Of all the training programs out there that promise big jumps in strength and size, few can hold a match to reverse pyramid training (RPT). Made popular by trainer and nutritional consultant Martin Berkhan, this method predicts a decrease in force production throughout the workout and modifies the intensity of each set to maximize results.
The central theme behind reverse pyramid training is that as you progress through your workout, you will naturally produce less force due to fatigue. According to Rob Sulaver, creator of Bandana Training, “RPT is designed around the idea that your workout matches your bodies ability to produce force.” As a result, the first set of your session (often referred to as the top set) is usually the heaviest and most intense. Each subsequent set has a drop in load and therefore intensity. These drop sets allow you to continue to target muscle fibers despite fatigue.

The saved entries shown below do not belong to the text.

PR #942, opened 2023-02-16
Expose node options to controller manager

methylDragon:
# Description and Scope

This PR exposes an `options` argument to the `ControllerManager` constructor to allow for users to configure NodeOptions to be given to the class.

It also exposes the `get_cm_node_options()` function for downstream use.

The default behavior doesn't change, this just adds a way for users to configure the manager. It shouldn't affect anyone downstream, but enables more configuration, and opens the path to fixing node name duplications down the line.

# Context

The `ControllerManager` as its being used in this package doesn't need this functionality, but since it is a `Node`, downstream users (or more saliently, myself :grimacing:) might want to instantiate it independently in a separate process.

This might lead to a case where there is more than one Node in the process, which can cause global node name remaps to forcibly change the `ControllerManager's` node name, leading to duplicate node names.

node_remaps-Page-1 drawio (2)

# Design

The fix for this situation is to either:
- Globally in the CLI/launch, target the node name for remaps;
node_remaps-Page-2 drawio (2)

Or:
- Specify another node name remap rule in the `NodeOptions` passed to a node (causing it to ignore the global rule)

The former case requires users to be made aware of the constraint when writing launchfiles/starting the node up in CLI.
Whereas the latter case avoids that downside, but **requires a NodeOptions to get passed to the node**.

This change I'm proposing not only benefits my use case (fixing the node name remap issue), but also allows users to further configure the `ControllerManager's` node options if needed.

The intended use of this change would be for users to either ignore the NodeOptions arg, (i.e. nothing changes)
```cpp
  auto cm = std::make_shared<controller_manager::ControllerManager>(executor, manager_node_name);
```

Or create a NodeOptions object using `get_cm_node_options()` and then configure it.
```cppp
  auto options = controller_manager::get_cm_node_options();
  options.arguments({
    "--ros-args",
    "--remap", "_target_node_name:__node:=dst_node_name",
    // "--remap", "__node:=dst_node_name",  // (This should also work)
    "--log-level", "info"});
  
  auto cm = std::make_shared<controller_manager::ControllerManager>(executor, "_target_node_name", "some_optional_namespace", options);
```

There aren't any alternative solutions for this other than telling users downstream to change the way they use CLI/launch, and that's kinda fragile. So it would be good to get this in.


methylDragon:
I'd also like this backported to humble when it's ready!

destogl (approved):
I agree! Thanks for this extension!

and.... WOW! this is a great explanation!  Thanks for this. Would you mind adding at least parts of the explanation into documentation describing your use case of adding controller manager into other nodes. In `doc` folder are documentation files generated for `control.ros.org`

methylDragon:
> I agree! Thanks for this extension!
> 
> and.... WOW! this is a great explanation! Thanks for this. Would you mind adding at least parts of the explanation into documentation describing your use case of adding controller manager into other nodes. In `doc` folder are documentation files generated for `control.ros.org`

I've updated the docs!

bmagyar (approved):
Thanks!

bmagyar:
I don't think many would notice the API change since it's handled w default values for parameters.

The ABI change may pose a small issue but also it's mostly within the same package so I wouldn't worry too much. I think this PR is good for a backport

destogl (approved):

destogl:
@mergifyio backport humble

PR #948, opened 2023-02-20
Remove deprecations from CLI and controller_manager

christophfroehlich:


destogl (approved):
Thanks!

bmagyar (approved):
Less code macht kinder froh

PR #512, opened 2016-09-12
install ordereddict only on 2.6 with wheel

graingert:


Byron:
@graingert Thanks for your contribution! It's much appreciated, as I would like to get onto wheels too! Unfortunately the build fails, here is the [error-log](https://travis-ci.org/gitpython-developers/GitPython/jobs/159391257#L484). In case you get to it this weekend, it would be much appreciated, otherwise I'd try to mechanically fix the linter issues, even though I don't understand what the code actually does.

Byron:
Alright, here is the patch to pass the linter:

Reverse pyramid training can provide a necessary boost to almost any workout, but Sulaver advises this type of training mostly for “lifters looking to develop/maintain strength.” To get started with reverse pyramid training, begin your working sets with a max effort or top set. Then, drop subsequent sets while increasing volume. A sample session would look like this:
285lbs x 4 reps
275lbs x 5 reps
265lbs x 6 reps
255lbs x 7 reps
Keep in mind that although this rep scheme is effective in terms of increasing intensity, you shouldn’t use it for every lift during your workout. Sulaver advises lifters to use this method for main exercises but switch to a more traditional rep scheme for secondary moves. Also, avoid skipping out on the warm-up. The first working set should require maximal effort, but lifters should include an extensive warm-up prior to getting started with the protocol to avoid injury.